Top of ENTRIES SUPPLIED

PR #1247, opened 2018-11-28
JBPM-7807 - Add support for triggering nodes in process instance

cristianonicolai:
Depends on https://github.com/kiegroup/appformer/pull/552

### DIFF
--- a/jbpm-wb-process-runtime/jbpm-wb-process-runtime-api/src/main/java/org/jbpm/workbench/pr/model/ProcessNodeSummary.java
+++ b/jbpm-wb-process-runtime/jbpm-wb-process-runtime-api/src/main/java/org/jbpm/workbench/pr/model/ProcessNodeSummary.java
@@ -1,0 +1,60 @@
+/*
+ * Copyright 2018 Red Hat, Inc. and/or its affiliates.
+ *
+ * Licensed under the Apache License, Version 2.0 (the "License");
+ * you may not use this file except in compliance with the License.
+ * You may obtain a copy of the License at
+ *
+ *       http://www.apache.org/licenses/LICENSE-2.0
+ *
+ * Unless required by applicable law or agreed to in writing, software
+ * distributed under the License is distributed on an "AS IS" BASIS,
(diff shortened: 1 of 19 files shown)


cristianonicolai:
@nmirasch @jsoltes initial implementation, it allows selecting a node and triggering it but still no interaction in the actual process diagram. I believe is reasonable enough to be merged already. Next step is to add node instances and timers information. The final step will be the actual selection from the diagram, similar to what is done when you manually select a node from the select box.

cristianonicolai:

jsoltes:
@cristianonicolai codewise looks good, lets see if full downstream build produces anything.

cristianonicolai:

jsoltes:
@cristianonicolai looks like there is a compilation error on webapp in full-downstream build...

cristianonicolai:

cristianonicolai:
@jsoltes let me try to address some of these.
1 - I'm appending the node type and id to nodes that do not have an explicit name. The reason why, is that I only use the node type, ex: split, the process might have multiple of these and the users wouldn't know which one to match. I'm not using a sequence number for the specific node type is any better. At least this way, when you expand the node details, you can clearly see that this is the actual id for that node.
2- Goal is that the selection will be interactive, by selecting a process node from the diagram. We could change the order or items in the select, but I find having an alphabetical can be more consistent and easier for users to find the node they need. A process might have many different branches, so deciding on what comes first is not really straightforward.
Will take a look on how to handle items 3, 4 and 5.

jsoltes:
@cristianonicolai thank you. :) 
I have an idea, that would solve the 1. and 2. and isn't that hard to implement. Let's order the selector according to the engine id. And for consistency, could you add it to the human tasks as well? Also, maybe it would look better if the engine id was at the beggining. So instead of 
> bla-4
blabla-2
blablabl-3
bl-1

It would be
> 1-bl
2-blabla
3-blablabl
4-bla

what do you think?

cristianonicolai:
Closing PR as changes are incorporated into https://github.com/kiegroup/jbpm-wb/pull/1250

PR #1250, opened 2018-12-10
JBPM-7807 - Process instance admin operations 

cristianonicolai:


cristianonicolai:
@nmirasch @jsoltes please note that I found an issue regarding the re-scheduling a timer instance that needs fixing in jbpm core. Will have a separated PR for that.

cristianonicolai:
Related PR to updating timer instance https://github.com/kiegroup/jbpm/pull/1392

jsoltes:
@cristianonicolai can you please fix the compilation issues?

cristianonicolai:
jenkins please retest this

cristianonicolai:

jsoltes:
@cristianonicolai Seems that all the bugs I mentioned previously are fixed. I have some new questions, though...
1. I noticed that now it is possible to use trigger button only once per process instance, after that it doesn't appear on any of the nodes. The same goes for the retrigger. Is this intended?
2. When you go through the selector instances, just selecting one-by-one, the Trigger button is there for first three, but then when you return to them, it disappears.
3. Why is there an extra dropdown for Timer instances (could the timers be part of the Node instances dropdown)? Could it be hidden, when no Timer instances are present in the process?
4. When you try to reschedule the timer instance, you get an error: `Unable to complete your request. The following exception occurred: "Unexpected error during processing: null".` (I tried to change the period in a timer with setup Fire once after druation: P10D).

cristianonicolai:
@jsoltes 

1- Fixed the trigger button. Retrigger seems ok to me, it only shows for node instance that are in progress.
2 -Should be fixed now.
3- They are really different concepts IMHO. Maybe it can be combined, but there is no data to correlate it now. Something to be discussed with the team perhaps.
4 - Should be related to https://github.com/kiegroup/jbpm/pull/1392

jsoltes:

jsoltes:
@cristianonicolai 
1. The trigger seems ok now. :+1: 
2. The retrigger produces two new instances - one with the same id and one with the id raised by 1. I think it is bug (I have mentioned this one already on the closed pr).
3. Ok. Can you please hide the Timer Instances dropdown, when there are no timer instances in the process?
4. Sure, I forgot about that.
5. (a new one) Now that is possible to abort the process by triggering the endNode, the business central can get into inconsistent state (which produces unexpected behavior when clicking on Abort for example). I suggest as after action refreshing the diagram view (it should look the same as on completed instances - no abort and signal button present).

cristianonicolai:
@jsoltes 

2 - Not likely this is something caused by the UI, as we only get the list back from the Kie Server. I would prefer to investigate this separately once this is merged, does't seem like a blocker and changes are getting quite large in this PR.
3 - Done
5 - Done

cristianonicolai:
Jenkins execute compile downstream build

PR #1253, opened 2018-12-11
JBPM-8046 - Select inputs should be initialized before model is set

cristianonicolai:
Depends on https://github.com/kiegroup/appformer/pull/567


cristianonicolai:
jenkins please retest this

Bottom of ENTRIES SUPPLIED

What is asked for is an exact copy of the lines above from the one containing "Closing PR as" through the one containing "4. Sure, I forgot about that.", and only those.

Closing PR as changes are incorporated into https://github.com/kiegroup/jbpm-wb/pull/1250

PR #1250, opened 2018-12-10
JBPM-7807 - Process instance admin operations 

cristianonicolai:


cristianonicolai:
@nmirasch @jsoltes please note that I found an issue regarding the re-scheduling a timer instance that needs fixing in jbpm core. Will have a separated PR for that.

cristianonicolai:
Related PR to updating timer instance https://github.com/kiegroup/jbpm/pull/1392

jsoltes:
@cristianonicolai can you please fix the compilation issues?

cristianonicolai:
jenkins please retest this

cristianonicolai:

jsoltes:
@cristianonicolai Seems that all the bugs I mentioned previously are fixed. I have some new questions, though...
1. I noticed that now it is possible to use trigger button only once per process instance, after that it doesn't appear on any of the nodes. The same goes for the retrigger. Is this intended?
2. When you go through the selector instances, just selecting one-by-one, the Trigger button is there for first three, but then when you return to them, it disappears.
3. Why is there an extra dropdown for Timer instances (could the timers be part of the Node instances dropdown)? Could it be hidden, when no Timer instances are present in the process?
4. When you try to reschedule the timer instance, you get an error: `Unable to complete your request. The following exception occurred: "Unexpected error during processing: null".` (I tried to change the period in a timer with setup Fire once after druation: P10D).

cristianonicolai:
@jsoltes 

1- Fixed the trigger button. Retrigger seems ok to me, it only shows for node instance that are in progress.
2 -Should be fixed now.
3- They are really different concepts IMHO. Maybe it can be combined, but there is no data to correlate it now. Something to be discussed with the team perhaps.
4 - Should be related to https://github.com/kiegroup/jbpm/pull/1392

jsoltes:

jsoltes:
@cristianonicolai 
1. The trigger seems ok now. :+1: 
2. The retrigger produces two new instances - one with the same id and one with the id raised by 1. I think it is bug (I have mentioned this one already on the closed pr).
3. Ok. Can you please hide the Timer Instances dropdown, when there are no timer instances in the process?
4. Sure, I forgot about that.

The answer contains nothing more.